Care worker checking an older man's hand

When an incident occurs, the actions taken in the first minutes can affect safety, investigation, and later communication. Frontline staff may not run the formal candour process, but they are often the first to find the incident, reassure the resident, collect immediate facts, and ensure the correct escalation.

Immediate frontline steps

  • Make the resident safe: get urgent help, provide first aid, seek clinical advice, or call emergency services if needed.
  • Tell the right senior person quickly: do not assume someone else has already reported it.
  • Preserve the facts: keep records, equipment, packaging, medicines, or other potential evidence secure and untouched if relevant.
  • Be honest: do not invent an explanation or tell the resident or family what happened unless you are sure of the facts.
  • Record promptly: make factual, timed, neutral notes as soon as you can.
  • Keep care professional: continue to support the resident and involve the family as appropriate; do not avoid them because the situation is uncomfortable.

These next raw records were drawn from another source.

PR #349, opened 2021-04-20
fix: allow console.debug() in no-debug

### LINKED ISSUE #327: no-debug also affects console.debug()
The `testing-library/no-debug` test also warns about using `console.debug()`, although there is a separate built-in test for that: `no-console`. I would like to allow `console.debug()` statements (our config contains `"no-console": ["error", {"allow": ["debug", "warn", "error"]}]`), but still keep `testing-library/no-debug` enabled for testing-library debug statements.

gndelia:
closes #327

I intentionally left out the following scenario

```js
const { debug } = console
debug()
```

because it goes against the first invalid tests that against any `debug()`, it raises a flag.

### DIFF
--- a/lib/detect-testing-library-utils.ts
+++ b/lib/detect-testing-library-utils.ts
@@ -16,7 +16,6 @@ import {
   isImportNamespaceSpecifier,
   isImportSpecifier,
   isLiteral,
-  isCallExpression,
   isMemberExpression,
   isObjectPattern,
   isProperty,
@@ -584,11 +583,8 @@ export function detectTestingLibraryUtils<
     const isDebugUtil: IsDebugUtilFn = (identifierNode) => {
       const isBuiltInConsole =
         isMemberExpression(identifierNode.parent) &&
-        identifierNode.parent.parent &&
-        isCallExpression(identifierNode.parent.parent) &&
-        isMemberExpression(identifierNode.parent.parent.callee) &&
-        ASTUtils.isIdentifier(identifierNode.parent.parent.callee.object) &&
-        identifierNode.parent.parent.callee.object.name === 'console';
+        ASTUtils.isIdentifier(identifierNode.parent.object) &&
+        identifierNode.parent.object.name === 'console';
 
       return (
         !isBuiltInConsole &&
--- a/lib/detect-testing-library-utils.ts
+++ b/lib/detect-testing-library-utils.ts
@@ -16,6 +16,7 @@ import {
   isImportNamespaceSpecifier,
   isImportSpecifier,
   isLiteral,
+  isCallExpression,
   isMemberExpression,
   isObjectPattern,
   isProperty,
@@ -78,10 +79,7 @@ type IsRenderUtilFn = (node: TSESTree.Identifier) => boolean;
 type IsRenderVariableDeclaratorFn = (
   node: TSESTree.VariableDeclarator
 ) => boolean;
-type IsDebugUtilFn = (
-  identifierNode: TSESTree.Identifier,
-  callExpressionNode: TSESTree.CallExpression
-) => boolean;
+type IsDebugUtilFn = (identifierNode: TSESTree.Identifier) => boolean;
 type IsPresenceAssertFn = (node: TSESTree.MemberExpression) => boolean;
 type IsAbsenceAssertFn = (node: TSESTree.MemberExpression) => boolean;
 type CanReportErrorsFn = () => boolean;
@@ -583,11 +581,14 @@ export function detectTestingLibraryUtils<
       return isRenderUtil(initIdentifierNode);
     };
 
-    const isDebugUtil: IsDebugUtilFn = (identifierNode, callExpressionNode) => {
+    const isDebugUtil: IsDebugUtilFn = (identifierNode) => {
       const isBuiltInConsole =
-        isMemberExpression(callExpressionNode.callee) &&
-        ASTUtils.isIdentifier(callExpressionNode.callee.object) &&
-        callExpressionNode.callee.object.name === 'console';
+        isMemberExpression(identifierNode.parent) &&
+        identifierNode.parent.parent &&
+        isCallExpression(identifierNode.parent.parent) &&
+        isMemberExpression(identifierNode.parent.parent.callee) &&
+        ASTUtils.isIdentifier(identifierNode.parent.parent.callee.object) &&
+        identifierNode.parent.parent.callee.object.name === 'console';
 
       return (
         !isBuiltInConsole &&
--- a/lib/detect-testing-library-utils.ts
+++ b/lib/detect-testing-library-utils.ts
@@ -78,7 +78,10 @@ type IsRenderUtilFn = (node: TSESTree.Identifier) => boolean;
 type IsRenderVariableDeclaratorFn = (
   node: TSESTree.VariableDeclarator
 ) => boolean;
-type IsDebugUtilFn = (node: TSESTree.Identifier) => boolean;
+type IsDebugUtilFn = (
+  identifierNode: TSESTree.Identifier,
+  callExpressionNode: TSESTree.CallExpression
+) => boolean;
 type IsPresenceAssertFn = (node: TSESTree.MemberExpression) => boolean;
 type IsAbsenceAssertFn = (node: TSESTree.MemberExpression) => boolean;
 type CanReportErrorsFn = () => boolean;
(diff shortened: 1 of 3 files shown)


Belco90:
> I intentionally left out the following scenario
> 
> ```js
> const { debug } = console
> debug()
> ```
> 
> because it goes against the first invalid tests that against any `debug()`, it raises a flag.

I'm not sure if I understand the reason. The first invalid case is way too simple but from the Aggressive Reporting point of view is invalid. However, the case you mentioned shouldn't be reported ideally. Am I missing something else?

gndelia:
> > I intentionally left out the following scenario
> > ```js
> > const { debug } = console
> > debug()
> > ```
> > 
> > 
> > because it goes against the first invalid tests that against any `debug()`, it raises a flag.
> 
> I'm not sure if I understand the reason. The first invalid case is way too simple but from the Aggressive Reporting point of view is invalid. However, the case you mentioned shouldn't be reported ideally. Am I missing something else?

I don't know how I can differentiate

```js
const { debug } = console
debug()
```

from simply (which is reported from the aggressive reporting point of view)

```js
debug()
```

as this 👆  is included in the above one

lib/rules/no-debug.ts
```diff
@@ -50,7 +51,7 @@ export default createTestingLibraryRule<Options, MessageIds>({
         }
         const initIdentifierNode = getDeepestIdentifierNode(node.init);
 
-        if (!initIdentifierNode) {
+        if (!initIdentifierNode || initIdentifierNode.name === 'console') {
```
MichaelDeBoey, line 54: Not sure if we should check for `console` tbh, I think this should be handled more generically, no?

Belco90:
@gndelia ok, I see what you mean now.

The difference is basically where they come from: one has been declared destructuring from `console`, the other one hasn't been declared (which is not a real-ish scenario so it should be improved to import it from some module).

Since `console` is a JS built-in module, we don't need to be that picky to check if the `debug` method has been declared from a module/object coming from Testing Library or not. Just checking that the `init.name` of the `VariableDeclarator` is `"console"` should be enough to avoid reporting in that case.

Could you include that case in the rule then, please?

lib/rules/no-debug.ts
Belco90: What do you mean by "more generically"? `console` is a built-in object so we should be safe just checking that name in particular.

Belco90, line 54: Shouldn't this actually avoid reporting the discussed case? 🤔

lib/rules/no-debug.ts
```diff
@@ -107,7 +108,11 @@ export default createTestingLibraryRule<Options, MessageIds>({
           return;
         }
 
-        const isDebugUtil = helpers.isDebugUtil(callExpressionIdentifier);
+        const isDebugUtil =
+          helpers.isDebugUtil(callExpressionIdentifier) &&
+          (!isMemberExpression(node.callee) ||
+            !ASTUtils.isIdentifier(node.callee.object) ||
+            node.callee.object.name !== 'console');
```
Belco90, line 115: Can you extract this into something more explicit? This sort of chained checks were really difficult to follow when refactoring to v4. Something like this would be enough and easier to understand:

```suggestion
        const isGlobalConsoleProperty = (isMemberExpression(node.callee) &&
            ASTUtils.isIdentifier(node.callee.object) &&
            node.callee.object.name === 'console');
            
        const isDebugUtil = helpers.isDebugUtil(callExpressionIdentifier) && !isGlobalConsoleProperty;
```

Belco90 (changes requested):

lib/rules/no-debug.ts
Belco90: It could even be done inside `isDebugUtil` since it always applies to Testing Library `debug` util.

lib/rules/no-debug.ts
Belco90: Ah, this is not enough. This would just avoid including such a reference in `isDeclaredDebugVariable`. For handling this properly then I'd suggest adding a new list `builtinConsoleNodes` or something like that, then inside `VariableDeclarator` callback if `initIdentifierNode.name === 'console'` you add that node to `builtinConsoleNodes`, and finally before reporting it you need to check `isDebugUtil || isDeclaredDebugVariable || isChainedReferenceDebug` as now AND is not coming from a node within `builtinConsoleNodes`.

I hope that's clear enough 😅

MichaelDeBoey: I mean that we should probably only check if it's coming from TestingLibrary, no?

Belco90: That's already done inside `isDebugUtil`. However, if the Aggressive Reporting is enabled, it will assume any method called `debug` has to be reported, hence the necessity of ignoring those coming from the `console` object.

Belco90: It's also valid if just right before reporting the node you get variables references from the node being analyzed with `getVariableReferences` and check if some of those references are `console` to prevent reporting.

gndelia: right, that was my reasoning; I thought only the built-in should be excluded

lib/rules/no-debug.ts
gndelia: I liked this idea - I applied it here https://github.com/testing-library/eslint-plugin-testing-library/pull/349/commits/eb5748f4a475954648335e648bf422067517ee6c

lib/rules/no-debug.ts
gndelia: I have some doubts regarding the approach, but it seems to work so here it is https://github.com/testing-library/eslint-plugin-testing-library/pull/349/commits/268a598efa31af9b2b64f80644891c1f294f887b Thanks for the help!

lib/detect-testing-library-utils.ts
```diff
@@ -580,14 +583,22 @@ export function detectTestingLibraryUtils<
...
 
-    const isDebugUtil: IsDebugUtilFn = (node) => {
-      return isTestingLibraryUtil(
-        node,
-        (identifierNodeName, originalNodeName) => {
-          return [identifierNodeName, originalNodeName]
-            .filter(Boolean)
-            .includes('debug');
-        }
+    const isDebugUtil: IsDebugUtilFn = (identifierNode, callExpressionNode) => {
```
Belco90, line 586: I'd avoid passing `callExpressionNode` as a second arg. Just use the member expression from `identifierNode.parent` and check it's defined and `isMemberExpression` to keep doing the same checks you are doing now.

Belco90 (changes requested):

lib/rules/no-debug.ts
```diff
@@ -120,7 +126,19 @@ export default createTestingLibraryRule<Options, MessageIds>({
           }
         );
 
-        if (isDebugUtil || isDeclaredDebugVariable || isChainedReferenceDebug) {
+        const isVariableFromBuiltInConsole = builtInConsoleNodes.some(
+          (variableDeclarator) => {
+            const variables = context.getDeclaredVariables(variableDeclarator);
+            return variables.some(
+              ({ name }) => name === callExpressionIdentifier.name
```
Belco90, line 133: I'm not sure if this is too brittle. Can you add an invalid test case mixing both console and Testing Library `debug`? to make sure they work fine together. Something like:

```javascript
import { debug as testingLibraryDebug } from '@testing-library/package'

test('invalid scenario: mixing console and Testing Library debug', () => {
  const { debug } = console
  debug()
  console.debug()
  testingLibraryDebug() // <-- this is the only one reported
})
```

Belco90 (changes requested):

lib/rules/no-debug.ts
gndelia: added here https://github.com/testing-library/eslint-plugin-testing-library/pull/349/commits/1778fa8ed6771e4869acbe0de254e1435cecab2a I had to add an extra check to make it work. Nice catch! I went too easy on the check 😆  👏

lib/detect-testing-library-utils.ts
gndelia: Updated here https://github.com/testing-library/eslint-plugin-testing-library/pull/349/commits/1778fa8ed6771e4869acbe0de254e1435cecab2a

lib/detect-testing-library-utils.ts
```diff
@@ -580,14 +581,25 @@ export function detectTestingLibraryUtils<
...
-        (identifierNodeName, originalNodeName) => {
-          return [identifierNodeName, originalNodeName]
-            .filter(Boolean)
-            .includes('debug');
-        }
+    const isDebugUtil: IsDebugUtilFn = (identifierNode) => {
+      const isBuiltInConsole =
+        isMemberExpression(identifierNode.parent) &&
+        identifierNode.parent.parent &&
+        isCallExpression(identifierNode.parent.parent) &&
```
Belco90, line 588: We aren't interested in checking if the received identifier comes from a Call Expression, that's up to whichever code is calling `isDebugUtil`. This should only check if the identifier itself represents a debug, discarding those belonging to a Member Expression with "console object. Can you remove this check please?

lib/detect-testing-library-utils.ts
```diff
@@ -580,14 +581,25 @@ export function detectTestingLibraryUtils<
...
+        isMemberExpression(identifierNode.parent.parent.callee) &&
+        ASTUtils.isIdentifier(identifierNode.parent.parent.callee.object) &&
+        identifierNode.parent.parent.callee.object.name === 'console';
```
Belco90, line 591: This is redundant, isn't it? `identifierNode.parent.parent.callee.object.name` is just `identifierNode.parent.object.name` right? Can you simplify this check please?

Belco90 (changes requested):
Nice, almost there! Just a couple of small tweaks and this is good to go 🚀

lib/detect-testing-library-utils.ts
gndelia: I actually needed to know thee parent is a CallExpression because that's the only way to differentiate `console.debug()` from plain `debug()`. For the first case, I know I can ignore it. For the 2nd one, I need further info, which are the following lines of code

Belco90 (approved):
Awesome 👏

Also avoid altering records, coaching colleagues on what to say, arguing with the family, or waiting until the end of the shift if the matter is urgent now.

Scenario

A care assistant realises that a resident may have been given another person's medication. The resident looks drowsier than usual, and the senior carer is on a break. The assistant considers waiting until handover to avoid causing alarm.

Why is waiting unsafe here?

 

If you are thinking of waiting because the situation feels serious, that is usually a signal to escalate now.